# [Feature] Moving Average query type
## A groupBy-wrapping query type, optimized for performing moving-average 
calculations.
Note: The concept of moving averge is also known as rolling average or running 
average.

## Background:
In general terms, a Moving Average is a calculation performed on top of a time 
series, in order to smooth out fluctuations. 

Below is an example of the smoothing effect of a moving average function:
![An example of two moving average 
curves](https://upload.wikimedia.org/wikipedia/commons/d/d9/MovingAverage.GIF 
"An example of two moving average curves")

A simple example would be a trailing seven-day average for page views.
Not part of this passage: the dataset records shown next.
PR #1476, opened 2020-09-04
Run-time flags cleanup

hassount:
# Description
Clean up run-time flags that are not applicable any more
update users guide and sample.cfg at the same time

# Issue

# Author(s)

# Performance impact

- [ ] quality
- [ ] memory
- [ ] speed
- [ ] 8 bit
- [ ] 10 bit
- [x] N/A

# Test set
- [ ] other
- [x] N/A

# Merge method

### DIFF
--- a/Config/Sample.cfg
+++ b/Config/Sample.cfg
@@ -36,7 +36,7 @@ Tier                            : 0                         # Tier
 HierarchicalLevels              : 4                         # Set hierarchical levels
 PredStructure                   : 2                         # Set prediction structure( 0: low delay P, 1: low delay B, 2: random access [default] )
 PredStructFile                  : Config/PredStruct_level4.cfg        # Prediction structure file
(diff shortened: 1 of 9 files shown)


1480c1:
@hassount would it be possible to start limiting the switch (only has 0 or 1) variables like `unpin` to something like `EbBool` or just use plain int and instead do something like 

```c
static void set_unpin_execution(const char *value, EbConfig *cfg) {
    cfg->unpin = !!strtoul(value, NULL, 0);
};
```

for certain boolean only variables?

OmranAbdelkafi:
Tested obj-1-fast 8bit for both preset 3 and preset 7 : lossless PR.

OmranAbdelkafi (approved):

hassount:
> @hassount would it be possible to start limiting the switch (only has 0 or 1) variables like `unpin` to something like `EbBool` or just use plain unsigned and instead do something like
> 
> ```c
> static void set_unpin_execution(const char *value, EbConfig *cfg) {
>     cfg->unpin = !!strtoul(value, NULL, 0);
> };
> ```
> 
> for certain boolean only variables?
> 
> not necessarily in this PR, but sometime in the future

probably needs a major round of cleanup

Issue #1428, opened 2020-08-20
c and avx2 mismatch


OmranAbdelkafi:
## Description 
Compared obj-1-fast (8bit and 10bit) using c vs default(AVX2) for M0 and M4

## Sample Command line 
 ./SvtAv1EncApp -enc-mode 0 -w 1920 -h 1080 -bit-depth 8 -fps-num 30000 -fps-denom 1001  -n  60 -q 20  -intra-period  119  -asm c -enable-tpl-la 1  -lad 16 -lp 1  -i  aspen_1080p_60f.yuv  -b  aspen_1080p_60f_Q20.bin

## Branch used : 
Head branch from PR #1418

## Results
Bitstreams mismatch between the two different encodings.

EricLamVCD:
Tested thaloundeskmtg 10bit 360p clip for M5: 
  | Speed Deviation  | BD-Rate   Deviation | Memory   Deviation
-- | -- | -- | --
asm-sse4_1 vs asm-c - M5 - 10bit | 0.07% | 0.00% | 0.01%
asm-sse3 vs asm-c  - M5 - 10bit | 0.00% | 0.00% | 0.00%
asm-avx2 vs asm-c  - M5 - 10bit | 0.06% | 0.00% | 0.02%

EricLamVCD:
Tested thaloundeskmtg 10bit 360p clip: 
  | Speed Deviation  | BD-Rate   Deviation | Memory   Deviation
-- | -- | -- | --
asm-sse4_1 vs asm-c - M5 - 10bit | 58.90% | 0.00% | 0.05%
asm-sse3 vs asm-c  - M5 - 10bit | 0.38% | 0.00% | 0.02%
asm-avx2 vs asm-c  - M5 - 10bit | 1577.44% | 0.01% | 0.24%

ttrigui:
@spawlows can you please look into this. It seems that the mismatch is between AVX2 and C. SSE3 and SSE4 are fine.

spawlows:
I looking on this. On this moment I confirm issue, and this is not related with sad_loop

spawlows:
Fixed #1485

OmranAbdelkafi:
closed with PR#1485

PR #1485, opened 2020-09-09
Fix mismatch C/AVX2 kernel svt_av1_apply_temporal_filter_planewise()

spawlows:
# Description
Calculation double/float in some cases can return different value.

# Issue
#1428 

# Author(s)
Slawomir Pawlowski

# Performance impact

- [x] quality
- [ ] memory
- [x] speed
- [x] 8 bit
- [x] 10 bit
- [ ] N/A

# Test set
- [x] other
- [ ] N/A

# Merge method

### DIFF
--- a/Source/Lib/Encoder/ASM_AVX2/EbTemporalFiltering_AVX2.c
+++ b/Source/Lib/Encoder/ASM_AVX2/EbTemporalFiltering_AVX2.c
@@ -142,11 +142,11 @@ static void apply_temporal_filter_planewise(
 
     uint32_t acc_5x5_sse[BH][BW];
     // Larger noise -> larger filtering weight.
-    const float n_decay           = (float)decay_control * (0.7f + logf((float)sigma + 1.0f));
-    const float n_decay_qr_inv    = 1.0f / (2 * n_decay * n_decay);
-    const float block_balacne_inv = 1.0f / (TF_WINDOW_BLOCK_BALANCE_WEIGHT + 1);
-    const float distance_threshold_inv =
-        1.0f / (float)AOMMAX(context_ptr->min_frame_size * TF_SEARCH_DISTANCE_THRESHOLD, 1);
+    const double n_decay                = (double)decay_control * (0.7 + log1p(sigma));
+    const double n_decay_qr_inv         = 1.0 / (2 * n_decay * n_decay);
+    const double block_balacne_inv      = 1.0 / (TF_WINDOW_BLOCK_BALANCE_WEIGHT + 1);
+    const double distance_threshold_inv = 1.0 /
+        (double)AOMMAX(context_ptr->min_frame_size * TF_SEARCH_DISTANCE_THRESHOLD, 1);
 
     uint16_t *frame_sse =
         (plane == PLANE_TYPE_Y) ? luma_sq_error : chroma_sq_error;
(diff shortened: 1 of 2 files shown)


hassount:
LGTM, Pending review from @ttrigui  and testing results from @OmranAbdelkafi

ttrigui:
My understanding was that we decided to use float for the c code instead of double to match the AVX2 code. Is there a reason why we are also changing the AVX2 functions?

spawlows:
Hi @ttrigui 
I modified AVX2 kernel to use double variables in some places because there are some mathematical tricks like multiply by inverse of digit instead of division(this kind of operation can return different results in some cases when float is used), but changes in C are still needed to match bitstreams because expf()[float] is less expensive than exp()[double].
  
Compared to results that I shared with you previously there is smaller quality drop with similar performance.
 
I also found new optimization that reduce AVX2 implementation time from about 2.1% to 0.9% (please look at line 263 or 540; there was power function that uses float when input was on integers).

To summarize this changes in C and AVX2 produce less quality drop and is faster.

ttrigui:
> Hi @ttrigui
> I modified AVX2 kernel to use double variables in some places because there are some mathematical tricks like multiply by inverse of digit instead of division(this kind of operation can return different results in some cases when float is used), but changes in C are still needed to match bitstreams because expf()[float] is less expensive than exp()[double].
> 
> Compared to results that I shared with you previously there is smaller quality drop with similar performance.
> 
> I also found new optimization that reduce AVX2 implementation time from about 2.1% to 0.9% (please look at line 263 or 540; there was power function that uses float when input was on integers).
> 
> To summarize this changes in C and AVX2 produce less quality drop and is faster.

I see. So to fix the mismatch both C and AVX2 code had to be modified.
I'm glad that you changed the powf. I did profiling and I noticed that it is consuming many cycles.
We will then have to test AVX2 before and after PR to evaluate the impact, C before and after PR to evaluate the impact going from double to float and C vs AVX2 after the PR to make sure we do not have any more mismatches.
@OmranAbdelkafi does the testing make sense to you?

paulsgh:
Tested objective 1 fast 8bit and 10bit:

Note: this PR is not lossless.
**M4 - 10bit: BDRate** = 0.002825%
**M8 - 10bit: BDRate** = 0.003405%

� | Speed Deviation  | BD-Rate   Deviation | Memory Deviation
-- | -- | -- | --
M4 - 8bit| 0.14% | -0.01% | -0.01%
M8 - 8bit| 0.20% | -0.01% | 0.00%
M4 - 10bit| 0.03% | **0.00%*** | -0.01%
M8 - 10bit| 0.11% | **0.00%*** | 0.00%

paulsgh:
Tested objective 1 fast 8bit and 10bit:
Note: this PR is not lossless.

� | Speed Deviation  | BD-Rate   Deviation | Memory Deviation
-- | -- | -- | --
M0 - 8bit| 0.59% | 0.00365% | 0.00%
M0 - 10bit| 0.31% | -0.00275% | -0.01%

hassount:
@ttrigui / @OmranAbdelkafi is the BDR difference is as expected ?

OmranAbdelkafi:
Compared avx12 vs c using obj-1-fast 8bit test-set within presets 4 and 8 : Lossless comparison. @hassount Approved PR on my side.

hassount:
@ttrigui @OmranAbdelkafi thank you both, merging.

PR #1586, opened 2020-11-19
Fix a few issues with the stylecheck script

ePirat:
# Description
In interactive use (with a tty) git would use a pager for the grep output, causing the script to not work as expected locally.
Additionally the check for git was done after it was used, making it not very useful. For the EOF check, another test condition is added that will prevent a hard failure of the script when git diff would return a path to a folder or empty string.

# Issue

Might help with the failure mentioned at https://gitlab.com/AOMediaCodec/SVT-AV1/-/issues/1#note_451236568

# Author(s)
Marvin Scholz

# Performance impact

- [ ] quality
- [ ] memory
- [ ] speed
- [ ] 8 bit
- [ ] 10 bit
- [x] N/A

# Test set
- [ ] other
- [x] N/A

# Merge method

### DIFF
--- a/test/stylecheck.sh
+++ b/test/stylecheck.sh
@@ -8,13 +8,13 @@ if ! type git > /dev/null 2>&1; then
 fi
 
 echo "Checking for tabs" >&2
-git grep -InP --heading "\t" -- . ':!third_party/**/*' && ret=1
+git --no-pager grep -InP --heading "\t" -- . ':!third_party/**/*' && ret=1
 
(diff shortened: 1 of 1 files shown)


1480c1:
Maybe we should also export `GIT_TERMINAL_PROMPT=0` to make git not even consider a terminal

1480c1:
nice to have

hassount:
> nice to have

Alright, I ll merge this and then we can have that in another PR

The 
value of each day in the result would be the average page views of the last 7 
days for that day:

![](https://latex.codecogs.com/gif.latex?trailingPageViews=\frac{\sum_{i=day-6}^{day}pageViews_i}{7})

An additional theoretical background can be found on the subject’s Wikipedia 
page (titled [Moving Average](https://en.wikipedia.org/wiki/Moving_average)).

## Problem:
Currently, In order to compute a moving average with Druid, one would need to 
union multiple Timeseries/GroupBy queries, one per day of the result.
In addition to being a cumbersome solution, that approach is also less 
efficient, as it requires multiple passes per row.

## Solution:
We propose a new query type, **movingAverage**, which wraps [groupBy 
query](http://druid.io/docs/latest/querying/groupbyquery.html) (Or [timeseries 
query](http://druid.io/docs/latest/querying/timeseriesquery.html) when there 
are no dimensions). 

At high level, the movingAverage is doing the following:
1. Run an inner query (of type groupBy or timeseries) to get initial daily 
aggregations.
2. Computes the moving-average function based on inner query results.
3. Return combined records with both the simple aggregation and the moving 
average.

This allows the query to avoid mulitple segment passes and aggregations per 
granularity period.

In order to allow a flexible definition of the moving average function, 
movingAverage query introduces a new interface called **Averager**. The 
averager is somewhat similar to the **Aggregator**, but while the Aggregator's 
input is a metric from the datasource, the Averager's input as an Aggregator 
from the query.

## Example:
This example is based on the `wikipedia` datasource available via the [tutorial 
examples 
package](http://druid.io/docs/latest/tutorials/tutorial-examples.tar.gz).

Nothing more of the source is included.